Prudential Insurance, a unit of Prudential Financial Inc., Newark, N.J., also has agreed to settle the investigation launched by New York Attorney General Eliot Spitzer by paying a $2.5 million penalty to New York and by paying $16.5 million into a group insurance policyholder compensation fund.

The agreement with California regulators requires changes in business practices but not cash payments, Prudential says.

The settlement agreement eliminates payment of contingent commissions to brokers in connection with the purchase of group life insurance, group disability insurance and other group insurance products, according to officials in Spitzer’s office.

Prudential will provide full disclosure of broker compensation to employers that want to buy group insurance from it for employees, officials say.

The California settlement includes similar disclosure requirements and also forbids Prudential from entering into any financial relationships, including equity ownership or financing relationships, with brokers.

Another provision forbids Prudential from sponsoring broker production contests or similar programs which provide for compensation or other remuneration, such as trips and gifts, for brokers.

“Prudential cooperated with the authorities throughout the process and voluntarily implemented procedures for the disclosure of contingent commissions retroactive to January 2004,” Prudential says in a statement about the settlement agreement. “The settlement resolves the investigation and is in the best interest of Prudential and its policyholders.”
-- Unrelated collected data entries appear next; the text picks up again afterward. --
PR #255, opened 2022-07-01
Improvement on signing step of release workflow + uncomment push to nuget.org step

srprash:
*Description of changes:*
- Invoking the signing script separately for each project path. This avoids signing unnecessary files from `\obj\` folder as well, as seen in [this test run](https://github.com/aws/aws-xray-sdk-dotnet/runs/7139466034?check_suite_focus=true).
  We only need to sign `.dll` files from the '\bin\` path because that's what ultimately gets shipped. We don't need to spend signing resources on intermediary files.

- Uncomment the step to publish the packages to nuget.org

### DIFF
--- a/.github/workflows/build-pack-release.yml
+++ b/.github/workflows/build-pack-release.yml
@@ -62,6 +62,7 @@ jobs:
           env:
             UNSIGNED_BUCKET: ${{ secrets.AWS_UNSIGNED_BUCKET_NAME }}
             SIGNED_BUCKET: ${{ secrets.AWS_SIGNED_BUCKET_NAME }}
+          #TODO: There is probably a better way to pass in a list of paths as a single parameter to the script.
           run: |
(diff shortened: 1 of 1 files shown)


.github/workflows/build-pack-release.yml
```diff
@@ -93,13 +96,19 @@ jobs:
...
+            --region us-west-2
+            --output text
+            --query SecretString
+
+            nuget push
+            .\Deployment\nuget-packages\*.nupkg
+            -Source https://api.nuget.org/v3/index.json
+            -ApiKey $nugetKey
             
-        # TODO: Change this step to directly create a public release once the workflow has been verified.
```
srprash, line 102: @willarmiros I know we talked earlier to make this step create an actual release. But I think we can keep this as draft just to be able to edit the release if needed. For example, the 3.x release will need to be a pre-release, and so on.

NathanielRN (approved):
Awesome! 😄

Issue #267, opened 2022-10-21
X-Ray Cannot Find a Handler of Type `EndpointResolver`


chrisoverzero:
Since the release of AWSSDK service client libraries which includes AWSSDK.DynamoDBv2 version 3.7.100, Amazon.XRay.Recorder.Handlers.AwsSdk can no longer customize service clients due to being unable to find a handler for the type `EndpointResolver`. The service clients fail to be constructed, as a consequence.

Here is the stack trace for attempting to resolve an instance of `IAmazonDynamoDB`:

```json
{
  "errorType": "InvalidOperationException",
  "errorMessage": "Cannot find a handler of type EndpointResolver",
  "stackTrace": [
    "at Amazon.Runtime.Internal.RuntimePipeline.AddHandlerAfter[T](IPipelineHandler handler)",
    "at Amazon.XRay.Recorder.Handlers.AwsSdk.Internal.XRayPipelineCustomizer.Customize(Type serviceClientType, RuntimePipeline pipeline) in /_/sdk/src/Handlers/AwsSdk/Internal/XRayPipelineHandler.cs:line 748",
    "at Amazon.Runtime.Internal.RuntimePipelineCustomizerRegistry.ApplyCustomizations(Type type, RuntimePipeline pipeline)",
    "at Amazon.Runtime.AmazonServiceClient.BuildRuntimePipeline()",
    "at Amazon.Runtime.AmazonServiceClient..ctor(AWSCredentials credentials, ClientConfig config)",
    "at Amazon.DynamoDBv2.AmazonDynamoDBClient..ctor(AWSCredentials credentials, AmazonDynamoDBConfig clientConfig)"
  ]
}
```

normj:
X-Ray team this was a change that went out with the AWS .NET SDK yesterday. Sorry about the miss here updating X-Ray. I'll send over a PR to address the change shortly.

chrisoverzero:
Ah, I wasn't quite certain where to file the report. Apologies if this was off the mark.

normj:
@chrisoverzero The code change has to go here so this was the right spot.

chrisoverzero:
That's great, thanks so much.

Lookin' forward to Amazon.XRay.Recorder.Handlers.AwsSdk 2.9.2.

roelvandenbrand:
Testing with the current versions (core 3.7.100.7 & xray 2.11.1) and it does not work.

srprash:
[...]

PR #268, opened 2022-10-21
Fix issue #267 using version 3.7.100 of AWS SDK causing exception not finding EndpointResolver

normj:
*Issue #, if available:*
https://github.com/aws/aws-xray-sdk-dotnet/issues/267

*Description of changes:*
Starting with version 3.7.100 of the AWS .NET SDK the `EndpointResolver` is replaced with a service specific version of the handler. This breaks the X-Ray handler because X-Ray was inserting itself just after `EndpointResolver` in the SDK's request pipeline.

The fix is for X-Ray to inject itself before the `RetryHandler` which happens after endpoint resolutions. So the position will be the same in the request pipeline.

I have confirmed this fix works correctly by deploying a Lambda function and seeing the SDK traces in the console. I tested both with 3.7.100 and a version 3.7.10.1 to confirm we are not breaking users that haven't upgraded to the latest .NET SDK.


normj:
Looking into the test failure

klementi (approved):

boblodgett (approved):

philasmar (approved):

srprash (approved):

Issue #277, opened 2022-11-23
EC2Plugin not working


a-jackson:
Using v2.13.0 I'm not getting EC2 metadata in my traces.

I enabled logging and get "Failed to get token for IMDSv2", "Error occurred while getting EC2 metadata" and "Could not get instance metadata."

Debugging finds that the exception is "System.ArgumentException: '' is not a supported encoding name. For information on defining a custom encoding, see the documentation for the Encoding.RegisterProvider method. (Parameter 'name')" which comes from [here](https://github.com/aws/aws-xray-sdk-dotnet/blob/2d0e1f87c713567f047c2262d13a70a9415ac012/sdk/src/Core/Plugins/EC2Plugin.cs#L145). Seems there is no `response.ContentEncoding` set.

PR #278, opened 2022-11-23
ec2plugin: fallback to utf8 if response encoding not set

a-jackson:
*Issue #, if available:* #277

*Description of changes:*

If `repsonse.ContentEncoding` is not set then this will fallback to UTF8 to prevent an exception.

### DIFF
--- a/sdk/src/Core/Plugins/EC2Plugin.cs
+++ b/sdk/src/Core/Plugins/EC2Plugin.cs
@@ -142,7 +142,9 @@ namespace Amazon.XRay.Recorder.Core.Plugins
                     throw new Exception("Unable to complete the request successfully");
                 }
 
-                var encoding = Encoding.GetEncoding(response.ContentEncoding);
+                var encoding = !string.IsNullOrEmpty(response.ContentEncoding)
+                    ? Encoding.GetEncoding(response.ContentEncoding)
+                    : Encoding.UTF8;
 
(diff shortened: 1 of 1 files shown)


srprash:
Hi @a-jackson 
Thanks for opening this PR. Can you add a corresponding unit test for the fix too?

a-jackson:
Hi @srprash 

Just managed to get back to this, there doesn't appear to be any unit tests for the EC2Plugin at all right now and I'm not really sure how I'd do it given that is sends Http requests to the hard coded metadata endpoint.

srprash:
Hi @a-jackson 
The unit tests for EC2 plugin are here. The tests use a mocked `EC2Plugin` to return some predefined values. Can you give the tests a look and see if you can incorporate the new unit test for this change without a lot of effort?

a-jackson:
I'm not really sure what you're after with that? If it's using a mocked `EC2Plugin` then it isn't going to be executing the code I have changed.

srprash:
Ah I see. We mock the `DoRequest` method from the plugin so it will be difficult to test the change without having to re-structure the existing unit tests. 
Given that this is a very minor change to add more code robustness and the unit testing effort is comparatively large, I think it is acceptable to merge this PR as is.

Thanks @a-jackson for contributing!

srprash (approved):

PR #340, opened 2023-11-22
fix: error if git rev and git depth are used together

swarnimarun:


wolfv:
LGTM as discussed on Discord, might be good to add a check also when fetching the git source, so that GitSrc created from other places (e.g. future Python bindings) also error out properly.

src/source/git_source.rs
```diff
@@ -49,11 +49,27 @@ pub fn git_src(
...
+        .success()
+    {
+        return Err(SourceError::GitErrorStr(
+            "`git` command not found in `PATH`",
+        ));
+    }
+
+    if (source.rev().is_empty() || source.rev().eq("HEAD"))
+        // depth == -1, fetches the entire git history
+        && source.depth().map(|s| s == -1).unwrap_or_default()
```
swarnimarun, line 67:
```suggestion
        && source.depth().map(|s| s != -1).unwrap_or_default()
```

wolfv (approved):

PR #358, opened 2023-11-26
Add use_gitignore to recipe

### LINKED ISSUE #357: Add `use-gitignore` option to recipes
It would be nice to have the ability to also copy things that are ignored by `.gitignore`. This is helpful if you build your packages using backends like `setuptools-scm`.

pavelzw:
Fixes #357


wolfv:
Looks good to me. Do you have time to add this to the docs as well?

Just as a note to self:

- [ ] update CEP
- [ ] update recipe-format schema

pavelzw:
I won't have time for creating docs before this evening. If the next release is planned before that, I would suggest splitting the PR into two parts.
Alternatively, feel free to commit to my branch, otherwise I will do it this evening.

Issue #307, opened 2023-11-17
Implement multiple tests and new test format


wolfv:
We are working on having a new test section that supports additional features:

- multiple, independent tests
- different test types that are more powerful vs. the current test types

The current ideas for the new test section are described here: https://github.com/conda-incubator/ceps/blob/18ce1875c4758347d83e913012ec48fb59e381df/cep-20.2.md#test-section

Additionally, we have some ideas for a new test type to test the existence of files. This is described in the following document: https://github.com/conda-incubator/ceps/blob/4a0a540c237c88eedc64be53f7bf87e44b50a087/cep-20.3.md

PR #359, opened 2023-11-27
feat: package content tests 

swarnimarun:
TODO:
- [x] Parsing
- [x] Basic implementation for tests
- [ ] site_packages scanning (not sure for which python installation)
- [ ] add e2e tests
- [ ] perhaps? provide cli flags to just run the package contents test or to skip it?

fix https://github.com/prefix-dev/rattler-build/issues/307

### DIFF
--- a/src/build.rs
+++ b/src/build.rs
@@ -283,6 +283,10 @@ pub async fn run_build(
         )
         .await
         .into_diagnostic()?;
+
+        test::run_package_content_tests(output.recipe.test().package_content())
+            .await
+            .into_diagnostic()?;
     }
 
     if !tool_configuration.no_clean {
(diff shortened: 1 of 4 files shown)


wolfv:
Cool stuff!

wolfv:
For site-packages we could just look for `**/site-packages/...` for now (or for `noarch: python` it's actually in the root at `/site-packages/...`.

We could also extract the python version that is encoded in the run dependencies, but we can also fix that later.

wolfv:
Also I don't think we need a CLI flag for now. 

In a follow up I would like to split up the tests into multiple tests (a list of tests) and then run them each individually. This new test section would be a possible enum element of a "test case".

PR #363, opened 2023-11-27
fix: improve jinja err msg

### LINKED ISSUE #309: Give nice error messages if `if-condition` Jinja doesn't parse properly
```yaml
requirements:
  build:
    - ${{ compiler('cxx') }}
    - cmake
    - if: unix =123=32 213=123
      then: make
```

We try to extract "used variables" from the if condition and Jinja parsing into an AST fails. 
Our error message is not great like the others, though.

swarnimarun:
Before:
image

After:
image

Note: currently I just pass the entire recipe source to the function. I am considering forwarding it to all the functions, as otherwise, the string that will be rendered won't make much sense.

Fixes #309

### DIFF
--- a/src/variant_config.rs
+++ b/src/variant_config.rs
@@ -380,7 +380,7 @@ impl VariantConfig {
         for output in outputs.iter() {
             // for the topological sort we only take into account `pin_subpackage` expressions
             // in the recipe which are captured by the `used vars`
-            let used_vars = used_vars_from_expressions(output)?;
+            let used_vars = used_vars_from_expressions(output, recipe)?;
             let parsed_recipe = Recipe::from_node(output, selector_config.clone())
                 .map_err(|err| ParsingError::from_partial(recipe, err))?;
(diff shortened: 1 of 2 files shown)


wolfv:
much better!

wolfv (approved):

wolfv:
Should we delete the commented out error? Happy to merge.

src/variant_config.rs
```diff
@@ -755,9 +755,8 @@ pub enum VariantError {
 
     #[error("Found a cycle in the recipe outputs: {0}")]
     CycleInRecipeOutputs(String),
-
-    #[error("Could not parse a Jinja expression: {0}")]
-    JinjaParseError(#[from] minijinja::Error),
+    // #[error("Could not parse a Jinja expression: {0}")]
+    // JinjaParseError(#[from] minijinja::Error),
```
swarnimarun, line 759:
```suggestion
```

PR #367, opened 2023-11-29
Fix jinja string interp instructions

JarrettSJohnson:
Explains using the new jinja string interp syntax for `recipe.yaml` as described in https://github.com/conda-incubator/ceps/pull/54


wolfv:
Thanks!

PR #368, opened 2023-11-29
implement pin-compatible

wolfv:
- [ ] figure out if we only want the resolved packages from the "previous" environment or all of them
- [ ] do we want transitive dependencies in the compatible packages (that can be pinned?)


wolfv:
I double checked conda-build's code and it looks to me as if `pin_compatible` only makes sense in the `run` section of the recipe?

```py
def pin_compatible(
    m,
    package_name,
    lower_bound=None,
    upper_bound=None,
    min_pin="x.x.x.x.x.x",
    max_pin="x",
    permit_undefined_jinja=False,
    exact=False,
    bypass_env_check=False,
):
    """dynamically pin based on currently installed version.

    only mandatory input is package_name.
    upper_bound is the authoritative upper bound, if provided.  The lower bound is the the
        currently installed version.
    pin expressions are of the form 'x.x' - the number of pins is the number of x's separated
        by ``.``.
    """
    global cached_env_dependencies
    compatibility = ""

    # optimization: this is slow (requires solver), so better to bypass it
    # until the finalization stage.
    if not bypass_env_check and not permit_undefined_jinja:
        # this is the version split up into its component bits.
        # There are two cases considered here (so far):
        # 1. Good packages that follow semver style (if not philosophy).  For example, 1.2.3
        # 2. Evil packages that cram everything alongside a single major version.  For example, 9b
        key = (m.name(), HashableDict(m.config.variant))
        if key in cached_env_dependencies:
            pins = cached_env_dependencies[key]
        else:
            if m.is_cross and not m.build_is_host:
                pins, _, _ = get_env_dependencies(m, "host", m.config.variant)
            else:
                pins, _, _ = get_env_dependencies(m, "build", m.config.variant)
                if m.build_is_host:
                    host_pins, _, _ = get_env_dependencies(m, "host", m.config.variant)
                    pins.extend(host_pins)
            cached_env_dependencies[key] = pins
        versions = {p.split(" ")[0]: p.split(" ")[1:] for p in pins}
        if versions:
            if exact and versions.get(package_name):
                compatibility = " ".join(versions[package_name])
            else:
                version = lower_bound or versions.get(package_name)
                if version:
                    if hasattr(version, "__iter__") and not isinstance(version, str):
                        version = version[0]
                    else:
                        version = str(version)
                    if upper_bound:
                        if min_pin or lower_bound:
                            compatibility = ">=" + str(version) + ","
                        compatibility += f"<{upper_bound}"
                    else:
                        compatibility = apply_pin_expressions(version, min_pin, max_pin)

    if not compatibility and not permit_undefined_jinja and not bypass_env_check:
        check = re.compile(r"pin_compatible\s*\(\s*[" '"]{}[' '"]'.format(package_name))
        if check.search(m.extract_requirements_text()):
            raise RuntimeError(
                "Could not get compatibility information for {} package.  "
                "Is it one of your host dependencies?".format(package_name)
            )
    return (
        " ".join((package_name, compatibility))
        if compatibility is not None
        else package_name
    )
```

wolfv:
It turns out that `m.is_cross` is true when there is a `host` section in the recipe ... I think our logic is fine for the moment.

Issue #255, opened 2023-11-02
Keep only needed `unwrap` statements


tdejager:
While looking through the code I've noticed a whole bunch of `unwrap` statements. Would be good to get a close look into which of these could be replaced.

See:

```bash
$ rg unwrap -c

src/used_variables.rs:3
src/windows/link.rs:1
src/main.rs:10
src/windows/env.rs:2
src/recipe.rs:3
src/packaging.rs:11
src/post.rs:3
src/index.rs:25
src/variant_config.rs:14
src/unix/env.rs:2
src/linux/link.rs:1
src/linux/env.rs:8
src/metadata.rs:2
src/render/pin.rs:15
src/render/resolved_dependencies.rs:5
src/recipe/parser.rs:3
src/source/url_source.rs:6
src/recipe/stage1.rs:5
src/recipe/jinja.rs:3
src/recipe/error.rs:3
src/render/solver.rs:13
src/recipe/parser/build.rs:3
src/recipe/parser/about.rs:2
src/source/git_source.rs:13
src/source/mod.rs:16
src/recipe/parser/package.rs:2
src/macos/link.rs:1
src/recipe/parser/source.rs:1
src/test.rs:20
src/selectors.rs:19
src/env_vars.rs:7
```

swarnimarun:
I have reviewed most of the code as well recently, can say largely most of it can be removed, some more easily than others, perhaps anyone making a PR consider doing it one file at a time.

wolfv:
I am also happy to take on some of these, maybe during the next train ride or so. Will ping here which files I am tackling to avoid double work.

wolfv:
I cleaned a few. Just to note, some are also `unwrap_or_default` and similar (you might want to use `unwrap()` as search).

PR #370, opened 2023-11-29
fix: remove all the unwraps from production code

swarnimarun:
4 of the unwraps are now expected as they can't be fixed trivially, i.e. require major refactoring and are unreachable(to my knowledge) and tests have been untouched.

Fixes https://github.com/prefix-dev/rattler-build/issues/255

### DIFF
--- a/src/metadata.rs
+++ b/src/metadata.rs
@@ -91,7 +91,12 @@ impl Directories {
 
         let build_dir = setup_build_dir(&output_dir, name, no_build_id, timestamp)
             .expect("Could not create build directory");
-        let recipe_dir = recipe_path.parent().unwrap().to_path_buf();
+        let recipe_dir = recipe_path
+            .parent()
+            .ok_or_else(|| {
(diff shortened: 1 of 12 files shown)


src/metadata.rs
```diff
@@ -240,7 +245,7 @@ impl Display for Output {
             "\nOutput: {}-{}-{}\n",
             self.name().as_normalized(),
             self.version(),
-            self.build_string()
+            self.build_string().unwrap_or("{build-string-not-set}")
```
swarnimarun, line 248: This is done because Rust has string handling issues, and if you try to println Display then it ignores `fmt::Result` which means a crash from println, and as people throw println in all sorts of places that can cause unexpected crashes, I can't think of a better solution without significant refactoring.

A proper refactor would have two sets of types, the first for parsing YAML to.
The second set is built from the first set with all the hashing, and finalization done, which are then just used for operations.
Hence failing to get finalized dependencies and setting hash would be impossible, and wouldn't require explicit code to handle.

wolfv (approved):
Excellent

PR #389, opened 2023-12-05
fix: add docs for package-contents test

swarnimarun:
I think we should improve the comments and explanations here in general, any suggestions or guidelines I should follow while doing that?


wolfv (approved):

wolfv:
We don't really have any guidelines. Improving docs is of course always welcome!

PR #400, opened 2023-12-06
refactor: add python object

baszalmstra:
Adds the `python` object and moves `entry_points` in there. This PR aligns with the CEP.

### DIFF
--- a/src/recipe/parser/build.rs
+++ b/src/recipe/parser/build.rs
@@ -31,9 +31,9 @@ pub struct Build {
     pub(super) script: Script,
     /// A noarch package runs on any platform. It can be either a python package or a generic package.
     pub(super) noarch: NoArchType,
-    /// For a Python noarch package to have executables it is necessary to specify the python entry points.
-    /// These contain the name of the executable and the module + function that should be executed.
-    pub(super) entry_points: Vec<EntryPoint>,
+    /// Python specific build configuration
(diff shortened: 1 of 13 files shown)


src/recipe/parser/build.rs
```diff
@@ -104,16 +104,16 @@ impl TryConvertNode<Build> for RenderedMappingNode {
...
                     build.noarch = value.try_convert(key_str)?;
                 }
-                "entry_points" => {
+                "python" => {
                     if let Some(NoArchKind::Generic) = build.noarch.kind() {
                         return Err(_partialerror!(
                             *key.span(),
                             ErrorKind::Other,
-                            label = "`entry_points` are only allowed for `python` noarch packages"
+                            label = "`python` is only allowed for `python` noarch packages"
```
wolfv, line 112: I think this is not true. Even for `entry_points` it was already wrong (we added entry_points to the `rerun` recipe and it's not noarch).

Some of the other options (`skip_pyc_compilation` are also in use for non-noarch packages I believe).

wolfv:
looks great just one little comment

src/recipe/parser/build.rs
baszalmstra: Ok! I removed it.

wolfv (approved):

PR #405, opened 2023-12-07
refactor: serde Dependency instead of string magic

baszalmstra:
Instead of serializing dependencies as magic strings (e.g. `__COMPILER c`) in the rendered recipe we render them using enum types instead. 

Turns:

```yaml
- __COMPILER c
- make
- perl
```

into 

```yaml
- compiler: c
- make
- perl
```


wolfv:
Nice!

PR #407, opened 2023-12-07
feat: error collect as vec

swarnimarun:
We now show most of the errors other than yaml parsing itself at once.
image


swarnimarun:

Spitzer has issued a statement of his own welcoming the agreement.

The settlement “helps restore integrity to the insurance marketplace by mandating complete disclosure of payments to brokers,” Spitzer says.

Spitzer began looking into group insurance producer compensation at Prudential in 2004, while he was taking a broader look at the insurance market as a whole.

California Insurance Commissioner John Garamendi has issued a statement praising Prudential’s decision to settle.

The California settlement “is recognition that brokers, agents and insurers owe their clients truth and honesty in their dealings, and I encourage other carriers to follow this example,” Garamendi says.

Prudential paid about $60 million in contingent to overrides from 1999 to 2005 on a total of about $18 billion in insurance premiums, officials report.

“Prudential also paid certain brokers case specific overrides or ‘single case overrides’ in order to, among other things, close a deal or encourage future business,” officials say.